I myself just moved to San Francisco ~3 months ago after a lifetime of living
within about a 100 mile circle of places on the East coast; a lot of these
observations come from this experience. Ultimately, it's been a good
experience for me, but it's not exactly what I expected from a naive point of
view.

Packing up and moving your whole life has some pretty serious consequences
that are easy to gloss over. There's a big difference between a vacation of a
few weeks to a month and actually _living_ somewhere else.

Being in SF, for me, meant living in an urban (vs. suburban) environment,
which meant a variety of changes. Hopping in the car to go _anywhere_ is no
longer a requirement. It's also not an option if I want to get a load of
groceries, unless I want to rent a ZipCar. Am I saying it's too hard to walk 2
blocks to the grocery store? No. But it's a new way of life.

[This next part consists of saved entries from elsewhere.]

PR #33689, opened 2024-10-07
clippy: Fix some clippy warnings in `components/script` and `components/devtools`

komutumu:
This PR fixes some clippy warnings by;

- Creating default implementations
- Replacing ```.filter_map ``` with ```.map```
- Collapsing ``` if let ``` ``` mach``` with ```if let```
---
- [X] `./mach build -d` does not report any errors
- [X] `./mach test-tidy` does not report any errors
- [X] These changes are part of #31500
- [X] These changes do not require tests because they do not touch functionality.

PR #33693, opened 2024-10-07
clippy: Fix filter_map warning in components\devtools\actors\inspecto…

Noble14477:
…r\style_rule.rs:186:27

Got this warning: this .filter_map can be written more simply using .map. 
The warning indicates that we do not need to use .filter_map with Some(...) because there’s no actual filtering happening; every item passed into filter_map is wrapped in Some, so .map can achieve the same result.
---

- X `./mach build -d` does not report any errors
- [ ] These changes fix filter_map warning in components\devtools\actors\inspector\style_rule.rs:186:27

### DIFF
--- a/components/devtools/actors/inspector/style_rule.rs
+++ b/components/devtools/actors/inspector/style_rule.rs
@@ -185,18 +185,16 @@ impl StyleRuleActor {
             css_text: "".into(), // TODO: Specify the css text
             declarations: style
                 .into_iter()
-                .filter_map(|decl| {
-                    Some(AppliedDeclaration {
-                        colon_offsets: vec![],
-                        is_name_valid: true,
-                        is_used: IsUsed { used: true },
-                        is_valid: true,
-                        name: decl.name,
-                        offsets: vec![], // TODO: Get the source of the declaration
-                        priority: decl.priority,
-                        terminator: "".into(),
-                        value: decl.value,
-                    })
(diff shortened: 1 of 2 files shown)


components/devtools/actors/inspector/style_rule.rs
```diff
@@ -185,18 +185,16 @@ impl StyleRuleActor {
...
             declarations: style
                 .into_iter()
-                .filter_map(|decl| {
-                    Some(AppliedDeclaration {
-                        colon_offsets: vec![],
-                        is_name_valid: true,
-                        is_used: IsUsed { used: true },
-                        is_valid: true,
-                        name: decl.name,
-                        offsets: vec![], // TODO: Get the source of the declaration
```
eerii, line 195: Could you please add the "TODO" comment back? It usually means that there is some unfinished business! But otherwise looks good c:

Also, you need to sign your commits, if you go to "Checks" or [here](https://github.com/servo/servo/pull/33693/checks?check_run_id=31188045885) it has instructions on the git command to run.

Noble14477: Can you please check if its okay now...

mrobinson:
I'm fairly sure this was already done in #33689. Be sure to rebase your changes before uploading them as a PR. Thank you for the fix though!

PR #33705, opened 2024-10-07
Fix clamp-like pattern warning in font.rs

chickenleaf:
**File**: components/fonts/platform/windows/font.rs

**PR Description**
**Issue**: Clippy warned about a clamp-like pattern without using the clamp function in the stretch calculation.

---
**Change**:
Updated `let stretch = match min(9, max(1, width_val))` to `let stretch = match width_val.clamp(1, 9)` in the stretch calculation.

**Impact**:
Improved code readability.

---

- [X] ./mach build -d does not report any errors
- [X] ./mach test-tidy does not report any errors
- [X] These changes are part of Fix as many clippy problems as possible #31500
- [X] These changes do not require tests because they do not alter functionality.

### DIFF
--- a/components/fonts/platform/windows/font.rs
+++ b/components/fonts/platform/windows/font.rs
@@ -167,7 +167,7 @@ impl PlatformFontMethods for PlatformFont {
         };
 
         let weight = StyleFontWeight::from_float(weight_val as f32);
-        let stretch = match min(9, max(1, width_val)) {
+        let stretch = match width_val.clamp(1, 9) {
             1 => StyleFontStretch::ULTRA_CONDENSED,
             2 => StyleFontStretch::EXTRA_CONDENSED,
             3 => StyleFontStretch::CONDENSED,


Loirooriol (commented):
The change looks good, but

> Also prevents potential panics if max < min in future code

It's the opposite, `clamp` would panic while the original would not. But this is not a worry since `1 < 9` and I doubt this will change in a way that `max < min`.

> ☐  ./mach test-tidy does not report any errors

So it reports errors?

chickenleaf:
> The change looks good, but
> 
> > Also prevents potential panics if max < min in future code
> 
> It's the opposite, `clamp` would panic while the original would not. But this is not a worry since `1 < 9` and I doubt this will change in a way that `max < min`.
> 
> > ☐  ./mach test-tidy does not report any errors
> 
> So it reports errors?

i havent checked ./mach test-tidy the github issue only asked for the checking of ./mach build -d ? i was informed the same in the outreachy group.

chickenleaf:
> The change looks good, but
> 
> > Also prevents potential panics if max < min in future code
> 
> It's the opposite, `clamp` would panic while the original would not. But this is not a worry since `1 < 9` and I doubt this will change in a way that `max < min`.
> 
> > ☐  ./mach test-tidy does not report any errors
> 
> So it reports errors?

Hello! ./mach test-tidy reports no errors.

Loirooriol (approved):
But please fix the incorrect "prevents potential panics if max < min in future code" comment.

PR #33708, opened 2024-10-07
Refactor complex type definitions in components/layout_2020/style_ext.rs

chickenleaf:
**File**: components/layout_2020/style_ext.rs

**PR Description**

**Issue**: Clippy warned about a complex return type in `content_box_sizes_and_padding_border_margin`.

**Changes**:

1. Simplified the return type by grouping the three `LogicalVec2<Size<Au>>` values into a single tuple.
2. Updated the code to match the new return structure. (line 500 and 538)

**Impact**: Reduced complexity and improved readability without external type definitions.

**note**: Please check the block structure/indentation.

---


Loirooriol (commented):
I don't think this is simplifying anything. I would just ignore the warning, or create a struct with 3 fields for preferred, min and max sizes, and maybe another one for the PaddingBorderMargin.

Loirooriol:
So there are other places where we need to store the preferred, min and max sizes, e.g.

https://github.com/servo/servo/blob/c1b744b2b2c37cdb119a3d3f761822d22f938339/components/layout_2020/flexbox/layout.rs#L58-L60
https://github.com/servo/servo/blob/c1b744b2b2c37cdb119a3d3f761822d22f938339/components/layout_2020/table/layout.rs#L2839-L2841

But the types aren't much consistent... I guess I would leave it as-is for now, you can add `#[allow(clippy::type_complexity)]` (or whatever the complaint was) to ignore the warning. We may revisit after implementing size keywords.

mukilan:
Closing this as the lint was allowed in #33894.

All these changes to your lifestyle can be exciting and fun, but they can also
be stressful; especially so if you are (as I am not) socially isolated by
language and/or cultural differences.

For instance, one thing that was a hassle moving here for me, and would be
worse internationally, is ADHD medication. It's a schedule 2 drug in the
United States, meaning I can only ever get a month's supply, among other
restrictions. So when I got here I had to get a new doctor almost immediately
- and most doctors are reluctant to write a controlled substance prescription
on demand.

Again, I love traveling, and if I was reading this article about a DC company
(where I used to live) and I still lived there, I'd be the first to sign up.

But a lot of the differences are subtle, or unexpected, and you should realize
that it can be - while enlightening, meaningful, and ultimately fun - a very
stressful experience. It's sort of like the difference between telecommuting
and working in the office - with google hangouts, teleconferences, etc, the
communication should be the same, right? It's the same laptop whether at home
or at work, right? And yet, for me, the experience is massively different.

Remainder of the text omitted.